In C++ name of the array without a bracket, is a pointer to the first element of the array. However, I couldn't realize how the following code works

int main()
{
    int x[] = {1, 2, 3, 4};
    cout << "x = " << x << endl;    
    cout << "&x = " << &x << endl;
    cout << "*(&x) = " << *(&x) << endl;
    cout << "*x = " << *x << endl;
    cout << "**(&x) = " << **(&x) << endl;
}

and this is the output

x = 0x7ffd179e9060
&x = 0x7ffd179e9060
*(&x) = 0x7ffd179e9060
*x = 1
**(&x) = 1

What I don't understand is

1. why does x = &x = 0x7ffd179e9060?
2. if x = &x = 0x7ffd179e9060, then must be *x = *(&x) while *x=1 and *(&x) = 0x7ffd179e9060
3. Why pointer to pointer **(&x) = 1 is working here?

Thanks in advance.

Question Why are &array and array pointing to the same address?is not an answer to my question.

Answer 1

In C++ name of the array without a bracket, is a pointer to the first element of the array

It may seem like this, but this isn't really what is happening. The name of an array is the name of the array and denotes the array. What actually happens is that whenever you use an array-typed expression in an rvalue context, it get implicitly converted into a pointer to the array's first element.
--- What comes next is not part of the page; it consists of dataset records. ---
Issue #2323, opened 2020-10-12
Error after adding battery on DJI Mavic2Pro drone


kosnet2:
- I am gettting this warning after adding a battery on the existing dji Mavic2Pro drone with predefined values

```
  field MFFloat    battery         [50, 100, 30]
  field SFFloat    cpuConsumption  10
```
`WARNING: Mavic2Pro (PROTO) > DEF FRONT_RIGHT_HP_HELIX Propeller > RotationalMotor: Feedback is available for motorized joints only`

- If I don't add the battery the controller is giving this error:

`WARNING: Mavic2Pro (PROTO): 'wb_robot_battery_sensor_enable' called while the 'battery' field is empty.`

- If go with the first solution but leave the battery fields empty (ie)

```
  field MFFloat    battery         []
  field SFFloat    cpuConsumption  10
```
and then add the battery values through the webots hierarchy editor, Webots **crashes**

Does anyone have a clue what am I doing wrong ?
My controller is in python

DavidMansolino:
Which version of Webots are you using?
We fixed several issues related to battery recently (which sounds like what you are mentioning):
> Fixed crash when calling the wb_robot_battery_sensor_enable() function if the battery field of the Robot is empty (#1801).
>Fixed annoying warning messages when calling the wb_robot_battery_sensor_enable() function if the Robot contains a Track node (#1801).

But it looks indeed that the 'annoying warning messages' are still present if the Robot contains a Propeller node. We will fix this soon. In the meantime, you can use the first option and ignore the warning messages.

kosnet2:
@DavidMansolino Thank you for your feedback :)

I am currently using Webots R2020b revision 1 and I have installed the latest update.

Is there any way to switch off the warnings ?

DavidMansolino:
To 'hide' them you hve to right click on the Webots console and select all the filters except 'Others'.
Note also that I just fixed the issue in  #2324. The fix will be included in the nightly build of R2020b-rev2 from tomorrow: https://github.com/cyberbotics/webots/releases

PR #2324, opened 2020-10-13
Fix battery with propeller

DavidMansolino:
**Description**
Fix error message when using a battery with propeller: #2323

### DIFF
--- a/src/webots/nodes/WbPropeller.cpp
+++ b/src/webots/nodes/WbPropeller.cpp
@@ -218,26 +218,23 @@ void WbPropeller::prePhysicsStep(double ms) {
     const double V = dCalcVectorDot3(vp, mNormalizedAxis.ptr());
 
     const WbVector2 &tcs = mTorqueConstants->value();
-    double torque = tcs.x() * velocity * absoluteVelocity - tcs.y() * absoluteVelocity * V;
+    mCurrentTorque = tcs.x() * velocity * absoluteVelocity - tcs.y() * absoluteVelocity * V;
     const double mt = m->maxForceOrTorque();
-    if (fabs(torque) > mt)
-      torque = torque > 0.0 ? mt : -mt;
+    if (fabs(mCurrentTorque) > mt)
+      mCurrentTorque = mCurrentTorque > 0.0 ? mt : -mt;
 
     const WbVector2 &fcs = mThrustConstants->value();
-    const double thrust = fcs.x() * velocity * absoluteVelocity - fcs.y() * absoluteVelocity * V;
+    mCurrentThrust = fcs.x() * velocity * absoluteVelocity - fcs.y() * absoluteVelocity * V;
 
     // Applies thrust and torque
     const WbMatrix3 &m3 = ut->rotationMatrix();
     const WbVector3 &axis = m3 * mNormalizedAxis;
-    const WbVector3 &thrustVector = thrust * axis;
-    const WbVector3 &torqueVector = -torque * axis;
+    const WbVector3 &thrustVector = mCurrentThrust * axis;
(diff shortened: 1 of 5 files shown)


src/webots/nodes/WbPropeller.cpp
```diff
@@ -230,6 +236,9 @@ void WbPropeller::prePhysicsStep(double ms) {
     dBodyAddForceAtPos(b, thrustVector.x(), thrustVector.y(), thrustVector.z(), cot.x(), cot.y(), cot.z());
     dBodyAddTorque(b, torqueVector.x(), torqueVector.y(), torqueVector.z());
 
+    mCurrentThrust = thrust;
+    mCurrentTorque = torque;
+
```
omichel, line 241: I believe the `thrust` and `torque` variables are not needed any more and we can directly compute the value in the ` mCurrentThrust` and `mCurrentTorque` member fields.

src/webots/nodes/WbRotationalMotor.cpp
```diff
@@ -84,6 +85,10 @@ void WbRotationalMotor::turnOffMotor() {
 }
 
 double WbRotationalMotor::computeFeedback() const {
+  const WbPropeller *propeller = dynamic_cast<WbPropeller *>(parentNode());
+  if (propeller)
+    return fabs(propeller->currentThrust()) + fabs(propeller->currentTorque());
```
omichel, line 90: Is that correct? Can we simply add a force to a torque? That seems odd... In the case of a rotational motor, the feedback is supposed to be a torque. So the thrust should be somehow converted to the equivalent torque.

omichel (changes requested):

src/webots/nodes/WbRotationalMotor.cpp
DavidMansolino: This is indeed an approximation, but we anyway claim in the documentation that the consumption of motors is a rough estimation. We define it as `force * consumptionFactor` for motors generating a force (LinearMotor) or as `torque * consumptionFactor` for motors generating a torque (RotationalMotor). In the case of Propeller, it is special, it is a RotationalMotor, but it is generating both a torque and a force (thrust), so the idea here is to take both into account for the consumption, for converting the force (thrust) to a moment we are here missing information (we need a kind of 'Lever Arm Length', we could introduce a new field to the propeller, but this looks overkilled to me, especially because we are then using an extremely approximated model to convert torque to consumption).
Otherwise, another solution would be to do like we did for Tracks (simply disabling consumption for motor in Propellers).

omichel: I am not sure we need a 'lever arm length' as it could probably be computed (or estimated) from the torque and thrust constants. But I am not sure about the formula... So, let's proceed with this approximation, although it looks wrong... Maybe some comment in the code would be helpful, so that we know it's wrong.

omichel: Intuitively, I would say it should be something like torque feedback = currentCurrentTorque + currrentForce * (q1/t1 + q2/t2).

DavidMansolino: This formula looks indeed intuitively rights. But there are some cases which don't make sense e.g.:
Imagine a 'perfect' propeller (produce thrust without resistant torque), then q1 and q2 and currentTorque = 0, but currentForce != 0, this means we return a feedback of 0, but some thrust is produced.
And the problem is even worse if t1 or t2 is 0 (which is the case with the default fields value).

omichel: OK, so let write a comment in there until we find a better formula.

omichel (approved):
Thank you.

PR #2326, opened 2020-10-13
Fix Motor Target Position when Changing Joint Parameter Position

DavidMansolino:
**Description**
Previously, when changing the 'position' field of a joint parameter, a save and revert was required to update the motor target position, otherwise when starting the simulation the motor was pushing the joint to the 0 position again.

### DIFF
--- a/tests/api/controllers/motor/motor.c
+++ b/tests/api/controllers/motor/motor.c
@@ -81,7 +81,7 @@ int main(int argc, char **argv) {
 
   const double target_position = wb_motor_get_target_position(motor);
   ts_assert_double_equal(target_position, max_position,
-                         "The target position value measured by the motor should be %g and not %g", M_PI_2, target_position);
+                         "The target position value measured by the motor should be %g and not %g", max_position, target_position);
   int i;
   for (i = 0; i < NUMBER_OF_STEPS; ++i)
     wb_robot_step(TIME_STEP);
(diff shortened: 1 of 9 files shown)


DavidMansolino:
Failures of the mac-sources test are not related to this PR.

tests/api/controllers/motor/motor.c
```diff
@@ -75,13 +75,13 @@ int main(int argc, char **argv) {
...
-  wb_motor_set_position(motor, M_PI_2);
+  wb_motor_set_position(motor, 100);
 
   wb_robot_step(TIME_STEP);
 
   const double target_position = wb_motor_get_target_position(motor);
-  ts_assert_double_equal(target_position, M_PI_2, "The target position value measured by the motor should be %g and not %g",
-                         M_PI_2, target_position);
+  ts_assert_double_equal(target_position, max_position,
+                         "The target position value measured by the motor should be %g and not %g", M_PI_2, target_position);
```
omichel, line 84: Something looks wrong in this assert, shouldn't it be:
```suggestion
  ts_assert_double_equal(target_position, max_position,
                         "The target position value measured by the motor should be %g and not %g", max_position, target_position);
```

omichel (changes requested):

omichel (dismissed):
Thank you.

omichel (approved):

PR #2328, opened 2020-10-14
Fix lua dependency download

DavidMansolino:
**Description**
Currently, the main build process on Linux is broken because the lua website switched from http to https only.


omichel (approved):
Thank you.

stefaniapedrazzi:
Same issue also on Windows

PR #2329, opened 2020-10-14
Fix installing lua dependency on Linux

stefaniapedrazzi:
Today on my Ubuntu 18.04 I had issues installing the lua dependency.
But using HTTPS instead of HTTP it works fine.


DavidMansolino:
Just fixed this in #2328 ;-)

PR #2991, opened 2021-04-21
Improve wb_supervisor_node_reset_physics

### LINKED ISSUE #2899: SoccerBall is moving after setting its position and resetting velocity
**Describe the Bug**

**Steps to Reproduce**
1. Have a SoccerBall object

**Expected behavior**

**Video**

**System**

**Additional context**

**Workaround**

stefaniapedrazzi:
Fix #2899:
Independently if the node physics is reset before or after moving it artificially with the supervisor, during the physics step ODE handles the jerk and overwrites the linear/angular velocities, etc.
The only alternative to run a simulation step between the artificial move and the physics reset, is to reset the node physics again after the ODE step computations.

Additionally I also found that the ball joint was not handled in the ODE joint physics reset.


stefaniapedrazzi:
All the tests passed but the Windows one due to VS 10 installation.

omichel (approved):
Thank you!

PR #2995, opened 2021-04-21
Remove blank line proto info

mael25:
Remove the blank line appearing for PROTO nodes in the small info window that appears on hover. This is done by removing the last character which is in this case always '\n' in non-empty strings.

before
after


omichel (approved):
Thank you!

PR #2997, opened 2021-04-22
Hotfix lib controller update after reset

### LINKED ISSUE #2992: Crash using negative index in field operations after reset
The field count on the controller side is not updated when nodes are removed due to simulation reset.
As a consequence subsequent calls of field operations using negative index may compute an invalid index that makes Webots crash.

Example:
1) At simulation start a world has X nodes -> libController root children field count set to X
2) Supervisor controller imports a new node at index `-1` that is converted to `X`
3) Webots imports the new node at position `X` -> libController root children field count set to X+1
4) Supervisor controller resets the simulation
5) Webots deletes the latest added node and world has `X` nodes but libController is not notified
6) Supervisor controller imports a new node at index `-1` that is converted to `X+1`
3) Webots imports the new node at position `X+1`
     -> Webots crashes because valid index should be in range `[0, X]`

stefaniapedrazzi:
Fix #2992: when the simulation is reset, all the pending answers to the controllers were also reset including the fields and nodes updates due to the nodes deleted during the reset.
But if the controller is not restarted, we should not reset the pending answers because the controller is still running and it is still waiting for these messages.

The new message to update the fields count in the libController has been added in R2021b.
Some workarounds exists to prevent Webots to crash that can be applied on R2021a rev1.


omichel (approved):
Thank you!

PR #2999, opened 2021-04-22
Add Fabtino robot

mael25:
Adding [Robotics Equipment Corporation](http://servicerobotics.eu/en/homepage/)'s Fabtino robot.

fabtino

**Tasks**
  - [x] Finish appearance
  - [x] Clean code
  - [x] Doc
  - [x] Get info about physics of robot / Update doc accordingly
  - [x] Fix `contactProperties` issue


mael25:
@BenjaminDeleze On this robot, the mesh for the wheels was already offseted, so that adding it without translation as geometry would put it at the exact position. However, I have just seen that on the x3d, when we hover on the wheels, the little circle that appears is at the origin, as I guess it checks the position of the endPoint Solid and not the anchor of the HingeJoint.

Do you think it makes sense to change how the position is computed ?

BenjaminDeleze (changes requested):
> On this robot, the mesh for the wheels was already offseted, so that adding it without translation as geometry would put it at the exact position.


As discussed it is better if you delete the offset such that the endpoint position correspond to the position of the wheel.

On the image, there is a cylinder bounding object at each corner of the robot. I think you did that to approximate the corners. But since the curvature is not too big, I don't know if it would maybe be better to just approximate the whole frame of the robot with one single box. It would be a bit less precise but would reduce the number of needed bounding objects. What do you think @mael25, @omichel ?
fabtino_bo

mael25:
@BenjaminDeleze I have centered the wheelsmeshes and removed the unnecessary pillar in the world file.

BenjaminDeleze (approved):
Thank you!

PR #2964, opened 2021-04-12
Fix the saving of hidden field for BallJoint

ad-daniel:
**Related Issues**
This pull-request addresses issue #2963

**Description**
It appears that indeed the saving of the hidden parameters for `BallJoint` wasn't working. 
Before the fix:
```
#VRML_SIM R2021a utf8
WorldInfo {
  coordinateSystem "NUE"
  lineScale 0.4
}
Viewpoint {
  orientation -0.36364034235430376 -0.9164891884416874 -0.16677310599116954 0.9279522774354931
  position -1.0729115992676148 0.5311913032755937 0.9792082997483017
}
TexturedBackground {
}
TexturedBackgroundLight {
}
RobotWithHinge2Joint {
  hidden position_0_0 0.12800000000000003
  hidden position2_0_0 0.25344000000000005
  hidden rotation_1 0.44864394902849164 0.8918808888552964 0.05715843852666757 0.28377458981805487
}
RobotWithBallJoint {
  hidden position_0_0 0.19199999999999998
  hidden rotation_1 -0.436450151027134 0.4018780050889322 0.8049877854316374 0.7167288954785301
  translation 0.5 0 0
}
```
After the fix:
```
#VRML_SIM R2021a utf8
WorldInfo {
  coordinateSystem "NUE"
  lineScale 0.4
}
Viewpoint {
  orientation -0.36364034235430376 -0.9164891884416874 -0.16677310599116954 0.9279522774354931
  position -1.0729115992676148 0.5311913032755937 0.9792082997483017
}
TexturedBackground {
}
TexturedBackgroundLight {
}
RobotWithHinge2Joint {
  hidden position_0_0 0.12160000000000004
  hidden position2_0_0 0.24064000000000008
  hidden rotation_1 0.4490486589044304 0.8918563250593967 0.05429178011154328 0.2694860452190886
}
RobotWithBallJoint {
  hidden position_0_0 0.18239999999999998
  hidden position2_0_0 0.35583999999999993
  hidden position3_0_0 0.52032
  hidden rotation_1 -0.44247596067295786 0.3964965005313276 0.8043665515751843 0.6785561719474464
  translation 0.5 0 0
}
```
**Test World**
World used for tests [ball_joint_save_hidden.zip](https://github.com/cyberbotics/webots/files/6297851/ball_joint_save_hidden.zip)

PR #3001, opened 2021-04-23
Fix loading of hidden position3 for Ball

ad-daniel:
**Description**
PR #2964 only addressed the saving of the hidden position to file, in practice however while loading it also purposefully ignores the possibility of a `position3` (which ended up overwriting `position`).
Since it slipped through, I've also a unit test that verifies the loading of hidden position for all joints.


src/webots/nodes/WbBallJoint.cpp
```diff
@@ -381,6 +381,8 @@ double WbBallJoint::initialPosition(int index) const {
 }
 
 void WbBallJoint::setPosition(double position, int index) {
+  WbHinge2Joint::setPosition(position, index);
+
   if (index == 3) {
```
omichel, line 386: To improve the code readability, I would rather do something like:
```C++
  if (index != 3)
    return;
```
(the same applies for the other types of joints)

tests/parser/controllers/generic_sensor/generic_sensor.c
```diff
@@ -0,0 +1,44 @@
...
+#include <webots/robot.h>
+
+#define TIME_STEP 64
+
+int main(int argc, char **argv) {
+  wb_robot_init();
+
+  WbDeviceTag emitter = wb_robot_get_device("emitter");
+
+  int nb_devices = atoi(argv[1]);
```
omichel, line 14:
```suggestion
  const int nb_devices = atoi(argv[1]);
```

tests/parser/controllers/generic_sensor/generic_sensor.c
```diff
@@ -0,0 +1,44 @@
...
+      positions[i] = -1.0;
+  }
+
+  char outbuffer[50];
+
+  sprintf(outbuffer, "%.4f %.4f %.4f %s\n", positions[0], positions[1], positions[2], wb_robot_get_name());
+
+  while (wb_robot_step(TIME_STEP) != -1.0) {
+    wb_emitter_send(emitter, outbuffer, 50 * sizeof(char));
+  }
```
omichel, line 40:
```suggestion
  while (wb_robot_step(TIME_STEP) != -1.0)
    wb_emitter_send(emitter, outbuffer, 50 * sizeof(char));
```

tests/parser/controllers/generic_sensor/generic_sensor.c
```diff
@@ -0,0 +1,44 @@
...
+  for (int i = 0; i < 3; ++i) {
+    if (i < nb_devices)
+      positions[i] = wb_position_sensor_get_value(sensors[i]);
+    else
+      positions[i] = -1.0;
+  }
+
+  char outbuffer[50];
+
+  sprintf(outbuffer, "%.4f %.4f %.4f %s\n", positions[0], positions[1], positions[2], wb_robot_get_name());
```
omichel, line 36: We should probably use `snprintf` in general instead of `sprintf` (together with `sizeof(outbuffer)`).

tests/parser/controllers/generic_sensor/generic_sensor.c
```diff
@@ -0,0 +1,44 @@
...
+
+  while (wb_robot_step(TIME_STEP) != -1.0) {
+    wb_emitter_send(emitter, outbuffer, 50 * sizeof(char));
```
omichel, line 39:
```suggestion
    wb_emitter_send(emitter, outbuffer, strlen(outbuffer) + 1);
```

tests/parser/controllers/hidden_parameter_single/hidden_parameter_single.c
```diff
@@ -27,6 +28,43 @@ int main(int argc, char **argv) {
...
+      else if (strcmp(robot_name, "Hinge2Joint") == 0) {
+        ts_assert_double_in_delta(position, 0.333, delta, "Hinge2Joint position is %.4f instead of %.4f", position, 0.333);
+        ts_assert_double_in_delta(position2, 0.444, delta, "Hinge2Joint position2 is %.4f instead of %.4f", position2, 0.444);
+      } else if (strcmp(robot_name, "BallJoint") == 0) {
+        ts_assert_double_in_delta(position, 0.555, delta, "BallJoint position is %.4f instad of %.4f", position, 0.555);
+        ts_assert_double_in_delta(position2, 0.666, delta, "BallJoint position2 is %.4f instead of %.4f", position2, 0.666);
+        ts_assert_double_in_delta(position3, 0.777, delta, "BallJoint position3 is %.4f instead of %.4f", position3, 0.777);
+      } else {
+        ts_assert_boolean_equal(0, "Message unknown.");
+      }
```
omichel, line 60:
```suggestion
      } else
        ts_assert_boolean_equal(0, "Message unknown.");
```

tests/parser/controllers/hidden_parameter_single/hidden_parameter_single.c
```diff
@@ -27,6 +28,43 @@ int main(int argc, char **argv) {
...
+
+      wb_receiver_next_packet(receiver);
+    }
+  }
+
+  ts_assert_boolean_equal(received_message, "Should've received at least one message, but didn't.");
```
omichel, line 66:
```suggestion
  ts_assert_boolean_equal(received_message, "Should have received at least one message, but didn't.");
```

omichel (changes requested):
Very good. I only have a few minor suggestions.

stefaniapedrazzi (changes requested):
Parser tests are different than the other tests because they mainly focus on detecting crashes at load or checking the messages printed in the console without running the simulation.

This kind of tests on hidden parameters should probably be moved to the `tests/physics` folder where the other tests about hidden fields are already located.

ad-daniel:
> This kind of tests on hidden parameters should probably be moved to the `tests/physics` folder where the other tests about hidden fields are already located.

I've modified an existing test which already verified the loading of hidden parameters and was in parser folder. Should the entire test unit be moved then?

stefaniapedrazzi:
> I've modified an existing test which already verified the loading of hidden parameters and was in parser folder. Should the entire test unit be moved then?

Yes. The whole `hidden_parameter_single` test should be moved to the `physics` folder because it is now also testing the physics behavior after loading the model.

ad-daniel:
Moved and removed the redundant returns. Thank you.

stefaniapedrazzi (approved):
Thank you

omichel (approved):

PR #3002, opened 2021-04-23
Add loading time and average real time factor to performance log

ad-daniel:
**Description**
This PR adds additional info to the performance log.

Loading time options:
1. Measure time only for node structure creation
2. Entire load process (basically from [here](https://github.com/cyberbotics/webots/blob/1367ab2560688c435afa50b8713522b9897afe7c/src/webots/nodes/utils/WbWorld.cpp#L102) to [here](https://github.com/cyberbotics/webots/blob/1367ab2560688c435afa50b8713522b9897afe7c/src/webots/engine/WbSimulationWorld.cpp#L106)) including things like `handleInitialCollisions`, loading plugins, etc

The current solution corresponds to option (2)  for loading timing.

### DIFF
--- a/src/webots/engine/WbSimulationWorld.cpp
+++ b/src/webots/engine/WbSimulationWorld.cpp
@@ -172,15 +172,14 @@ WbSimulationWorld::~WbSimulationWorld() {
 
 void WbSimulationWorld::step() {
   WbPerformanceLog *log = WbPerformanceLog::instance();
-  if (log) {
+  if (log)
     log->stepChanged();
-    log->lapTime(WbPerformanceLog::SPEED_FACTOR);
-  }
 
   const double timeStep = basicTimeStep();
 
   if (WbSimulationState::instance()->isRealTime()) {
     const int elapsed = mRealTimeTimer.restart();
+
     // computing the mean of an history of several elapsedTime
     // improves significantly the stability of the algorithm
     // in case of simulations where elapsedTime oscillates often
@@ -304,7 +303,7 @@ void WbSimulationWorld::modeChanged() {
       WbSoundEngine::setPause(true);
       WbSoundEngine::setMute(WbPreferences::instance()->value("Sound/mute").toBool());
       if (log)
-        log->invalidateMeasure(WbPerformanceLog::SPEED_FACTOR);
+        log->stopMeasure(WbPerformanceLog::SPEED_FACTOR);
       break;
     case WbSimulationState::STEP:
       WbSoundEngine::setMute(WbPreferences::instance()->value("Sound/mute").toBool());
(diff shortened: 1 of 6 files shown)


src/webots/engine/WbSimulationWorld.cpp
```diff
@@ -165,14 +172,15 @@ WbSimulationWorld::~WbSimulationWorld() {
 
 void WbSimulationWorld::step() {
   WbPerformanceLog *log = WbPerformanceLog::instance();
-  if (log)
+  if (log) {
     log->stepChanged();
+    log->lapTime(WbPerformanceLog::SPEED_FACTOR);
```
lukicdarkoo, line 177: Why not merging `lapTime` and `stepChanged` functions?

src/webots/engine/WbSimulationWorld.cpp
```diff
@@ -165,14 +172,15 @@ WbSimulationWorld::~WbSimulationWorld() {
...
+  }
 
   const double timeStep = basicTimeStep();
 
   if (WbSimulationState::instance()->isRealTime()) {
     const int elapsed = mRealTimeTimer.restart();
-
```
lukicdarkoo, line 175: Not needed change

src/webots/engine/WbSimulationWorld.cpp
```diff
@@ -287,12 +295,16 @@ void WbSimulationWorld::restartStepTimer() {
...
+  WbPerformanceLog *log = WbPerformanceLog::instance();
+
   const WbSimulationState::Mode mode = WbSimulationState::instance()->mode();
   switch (mode) {
     case WbSimulationState::PAUSE:
       mTimer->stop();
       WbSoundEngine::setPause(true);
       WbSoundEngine::setMute(WbPreferences::instance()->value("Sound/mute").toBool());
+      if (log)
+        log->invalidateMeasure(WbPerformanceLog::SPEED_FACTOR);
```
lukicdarkoo, line 307: Can we pause the measurement here? Or, just not stop the timer?

lukicdarkoo (changes requested):
Looks very good, but there are a few things I don't understand (more details in the comments).

Don't forget to add this to the changelog.

src/webots/engine/WbSimulationWorld.cpp
ad-daniel: You're right, the speed factor is tied to the step change and there's no other uses for the `lapTime` function so there's no need to make a function for it.

src/webots/engine/WbSimulationWorld.cpp
ad-daniel: You're right, I thought it would pollute the time accumulator variable if paused mid-run but I checked and it doesn't. Even pausing for a long time and resuming still yields the right result.

lukicdarkoo (approved):
Thank you

PR #3003, opened 2021-04-23
Support for label in animation

BenjaminDeleze:
**Description**
Currently the labels are not recorded in animation, the PR aims to change that.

Since most contexts are rvalue contexts, it may seem like the array is always the same as a pointer to the first element, but the details sometimes matter. In particular, the operand of a unary & is not an rvalue context, so when you say &x you get a pointer to the array as a whole. Thus x and &x end up appearing to have the same value, and the actual bit pattern of the pointer is the same; all that is different is the type.

Answer 2

&x, &(x) and (&x) are all the same.

As an expression, plain x is the same as &x[0]. Which is very different from &x.

&x is a pointer to the array itself, and will have the type int (*)[4]. &x[0] is a pointer to the first element of the array and will have the type int*.

The reason both &x and &x[0] points to the same location is easy to understand if we draw it:

+------+------+------+------+
| x[0] | x[1] | x[2] | x[3] |
+------+------+------+------+
^
|
&x
|
&x[0]

As you noticed, and which can easily be seen in the drawing above, both &x and &x[0] are pointing to the same location. But they have different types.

Also, for any pointer or array p and index i, the expression p[i] is exactly equal to *(p + i). From this it's possible to deduce that *p is the same as p[0]. So *(&x) is the same as (&x)[0] which is the same as x.